(Stored data entries)
○ ○ ○ ○

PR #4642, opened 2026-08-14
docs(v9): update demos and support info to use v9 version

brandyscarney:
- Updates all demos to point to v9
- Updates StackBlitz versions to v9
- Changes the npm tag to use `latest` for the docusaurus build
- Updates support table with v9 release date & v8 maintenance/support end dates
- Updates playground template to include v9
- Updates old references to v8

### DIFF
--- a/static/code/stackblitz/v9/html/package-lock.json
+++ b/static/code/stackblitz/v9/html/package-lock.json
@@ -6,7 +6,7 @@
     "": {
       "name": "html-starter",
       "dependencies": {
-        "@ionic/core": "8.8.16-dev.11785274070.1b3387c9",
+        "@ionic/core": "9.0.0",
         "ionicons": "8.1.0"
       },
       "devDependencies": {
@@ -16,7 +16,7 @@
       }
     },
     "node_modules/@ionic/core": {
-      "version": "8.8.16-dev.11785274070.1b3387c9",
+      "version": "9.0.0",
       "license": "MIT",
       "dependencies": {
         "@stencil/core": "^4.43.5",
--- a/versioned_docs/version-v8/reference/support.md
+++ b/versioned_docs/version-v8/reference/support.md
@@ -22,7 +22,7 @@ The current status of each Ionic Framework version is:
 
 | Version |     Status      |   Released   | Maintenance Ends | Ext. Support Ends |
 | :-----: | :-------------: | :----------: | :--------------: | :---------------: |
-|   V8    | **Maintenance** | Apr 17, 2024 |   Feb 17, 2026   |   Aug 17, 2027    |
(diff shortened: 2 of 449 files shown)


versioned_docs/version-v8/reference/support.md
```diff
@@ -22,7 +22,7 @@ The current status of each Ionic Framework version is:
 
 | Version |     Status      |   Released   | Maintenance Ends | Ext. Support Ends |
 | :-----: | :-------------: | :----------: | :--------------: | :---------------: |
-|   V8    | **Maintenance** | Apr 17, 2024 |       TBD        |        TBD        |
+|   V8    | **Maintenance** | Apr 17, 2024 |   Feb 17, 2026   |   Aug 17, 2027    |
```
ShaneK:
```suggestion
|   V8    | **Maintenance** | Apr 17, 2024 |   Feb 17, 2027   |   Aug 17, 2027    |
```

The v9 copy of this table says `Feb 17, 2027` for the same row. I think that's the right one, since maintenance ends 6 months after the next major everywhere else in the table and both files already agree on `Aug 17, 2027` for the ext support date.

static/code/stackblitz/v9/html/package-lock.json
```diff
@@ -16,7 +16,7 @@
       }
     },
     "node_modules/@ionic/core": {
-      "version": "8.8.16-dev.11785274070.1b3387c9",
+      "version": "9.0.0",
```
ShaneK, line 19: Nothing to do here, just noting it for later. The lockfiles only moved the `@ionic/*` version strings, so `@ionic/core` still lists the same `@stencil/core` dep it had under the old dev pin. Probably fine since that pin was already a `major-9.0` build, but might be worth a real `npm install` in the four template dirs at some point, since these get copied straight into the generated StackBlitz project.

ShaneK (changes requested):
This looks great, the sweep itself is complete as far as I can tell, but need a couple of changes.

○ ○ ○ ○

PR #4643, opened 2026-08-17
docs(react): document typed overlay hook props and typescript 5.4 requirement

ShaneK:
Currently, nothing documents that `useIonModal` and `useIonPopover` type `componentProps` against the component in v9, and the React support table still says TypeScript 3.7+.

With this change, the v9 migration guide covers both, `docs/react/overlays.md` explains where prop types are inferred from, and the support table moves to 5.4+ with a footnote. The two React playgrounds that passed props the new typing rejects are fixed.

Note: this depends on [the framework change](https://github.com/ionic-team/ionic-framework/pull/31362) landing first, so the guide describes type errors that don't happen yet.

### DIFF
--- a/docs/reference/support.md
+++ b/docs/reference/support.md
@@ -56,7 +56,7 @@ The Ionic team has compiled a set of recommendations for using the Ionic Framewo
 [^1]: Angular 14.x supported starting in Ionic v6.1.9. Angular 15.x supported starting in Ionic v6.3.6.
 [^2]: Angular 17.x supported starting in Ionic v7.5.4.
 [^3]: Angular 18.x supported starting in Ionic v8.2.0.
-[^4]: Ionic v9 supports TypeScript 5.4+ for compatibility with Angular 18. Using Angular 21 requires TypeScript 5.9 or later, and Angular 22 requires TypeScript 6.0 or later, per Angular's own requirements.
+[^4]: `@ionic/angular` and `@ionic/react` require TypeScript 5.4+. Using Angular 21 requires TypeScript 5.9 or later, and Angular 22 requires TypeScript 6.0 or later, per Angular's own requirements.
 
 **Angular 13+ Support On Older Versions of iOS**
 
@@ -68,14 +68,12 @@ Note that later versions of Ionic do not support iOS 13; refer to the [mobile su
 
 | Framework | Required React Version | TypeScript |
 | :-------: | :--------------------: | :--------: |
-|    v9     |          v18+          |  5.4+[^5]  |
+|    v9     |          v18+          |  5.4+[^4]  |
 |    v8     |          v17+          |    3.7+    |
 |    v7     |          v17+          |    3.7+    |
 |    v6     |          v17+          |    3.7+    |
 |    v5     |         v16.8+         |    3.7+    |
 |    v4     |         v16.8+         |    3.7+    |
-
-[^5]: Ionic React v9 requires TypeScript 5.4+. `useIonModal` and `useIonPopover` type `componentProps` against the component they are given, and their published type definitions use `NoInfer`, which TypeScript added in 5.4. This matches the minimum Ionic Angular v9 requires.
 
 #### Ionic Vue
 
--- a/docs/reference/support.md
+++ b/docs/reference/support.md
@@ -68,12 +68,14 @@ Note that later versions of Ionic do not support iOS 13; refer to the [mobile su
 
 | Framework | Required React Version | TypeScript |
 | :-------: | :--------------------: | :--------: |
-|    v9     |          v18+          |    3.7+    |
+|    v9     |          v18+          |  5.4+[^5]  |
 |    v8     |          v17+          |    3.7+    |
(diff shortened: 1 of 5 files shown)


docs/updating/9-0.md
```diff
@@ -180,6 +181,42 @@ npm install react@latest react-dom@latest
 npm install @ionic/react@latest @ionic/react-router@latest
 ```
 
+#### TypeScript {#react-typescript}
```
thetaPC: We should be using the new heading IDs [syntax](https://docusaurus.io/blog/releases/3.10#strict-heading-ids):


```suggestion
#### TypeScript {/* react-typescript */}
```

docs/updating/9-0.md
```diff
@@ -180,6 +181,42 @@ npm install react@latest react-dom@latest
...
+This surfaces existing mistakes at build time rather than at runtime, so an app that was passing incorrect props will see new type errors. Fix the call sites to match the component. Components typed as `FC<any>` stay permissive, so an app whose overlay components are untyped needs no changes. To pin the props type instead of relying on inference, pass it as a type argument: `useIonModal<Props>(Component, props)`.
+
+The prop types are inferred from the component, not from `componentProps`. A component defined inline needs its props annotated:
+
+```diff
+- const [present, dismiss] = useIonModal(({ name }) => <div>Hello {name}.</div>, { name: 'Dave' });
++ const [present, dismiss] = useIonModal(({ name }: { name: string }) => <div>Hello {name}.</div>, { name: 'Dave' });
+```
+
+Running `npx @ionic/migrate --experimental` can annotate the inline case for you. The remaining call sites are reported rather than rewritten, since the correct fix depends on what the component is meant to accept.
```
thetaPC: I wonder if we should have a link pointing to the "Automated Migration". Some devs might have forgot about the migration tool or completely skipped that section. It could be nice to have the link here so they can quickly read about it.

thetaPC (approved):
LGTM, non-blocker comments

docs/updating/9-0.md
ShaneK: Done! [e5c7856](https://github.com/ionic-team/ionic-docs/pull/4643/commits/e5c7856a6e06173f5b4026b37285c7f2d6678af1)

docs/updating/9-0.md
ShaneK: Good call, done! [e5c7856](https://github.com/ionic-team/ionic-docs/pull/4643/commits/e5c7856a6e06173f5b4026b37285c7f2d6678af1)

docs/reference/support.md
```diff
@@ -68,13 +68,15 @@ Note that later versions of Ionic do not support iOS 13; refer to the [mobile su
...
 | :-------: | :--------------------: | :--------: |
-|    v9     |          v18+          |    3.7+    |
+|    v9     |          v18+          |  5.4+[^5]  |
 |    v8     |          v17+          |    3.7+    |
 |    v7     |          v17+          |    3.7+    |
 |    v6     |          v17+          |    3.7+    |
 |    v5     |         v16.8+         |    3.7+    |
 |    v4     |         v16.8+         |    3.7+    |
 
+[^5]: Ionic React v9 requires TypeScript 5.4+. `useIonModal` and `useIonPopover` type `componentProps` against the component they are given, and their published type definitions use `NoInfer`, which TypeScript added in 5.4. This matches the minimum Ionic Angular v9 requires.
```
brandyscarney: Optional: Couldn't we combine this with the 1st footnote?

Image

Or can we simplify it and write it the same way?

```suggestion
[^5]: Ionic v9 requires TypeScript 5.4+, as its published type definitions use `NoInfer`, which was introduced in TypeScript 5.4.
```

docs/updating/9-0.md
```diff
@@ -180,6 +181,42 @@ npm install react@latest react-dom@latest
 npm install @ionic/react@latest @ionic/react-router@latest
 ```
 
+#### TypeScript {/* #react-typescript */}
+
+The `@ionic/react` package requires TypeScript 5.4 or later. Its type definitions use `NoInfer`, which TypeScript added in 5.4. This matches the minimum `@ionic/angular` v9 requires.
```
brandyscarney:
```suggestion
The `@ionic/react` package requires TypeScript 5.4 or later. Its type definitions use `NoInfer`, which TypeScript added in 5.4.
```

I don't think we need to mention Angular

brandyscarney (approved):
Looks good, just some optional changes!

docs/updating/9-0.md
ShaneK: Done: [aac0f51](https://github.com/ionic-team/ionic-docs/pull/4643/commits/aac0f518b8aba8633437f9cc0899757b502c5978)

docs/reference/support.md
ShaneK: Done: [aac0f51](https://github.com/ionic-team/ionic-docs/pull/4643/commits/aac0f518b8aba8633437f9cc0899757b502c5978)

○ ○ ○ ○

* What to work on
From the records, copy out each line that includes the string "typed".

* Result of this task
docs(react): document typed overlay hook props and typescript 5.4 requirement
+This surfaces existing mistakes at build time rather than at runtime, so an app that was passing incorrect props will see new type errors. Fix the call sites to match the component. Components typed as `FC<any>` stay permissive, so an app whose overlay components are untyped needs no changes. To pin the props type instead of relying on inference, pass it as a type argument: `useIonModal<Props>(Component, props)`.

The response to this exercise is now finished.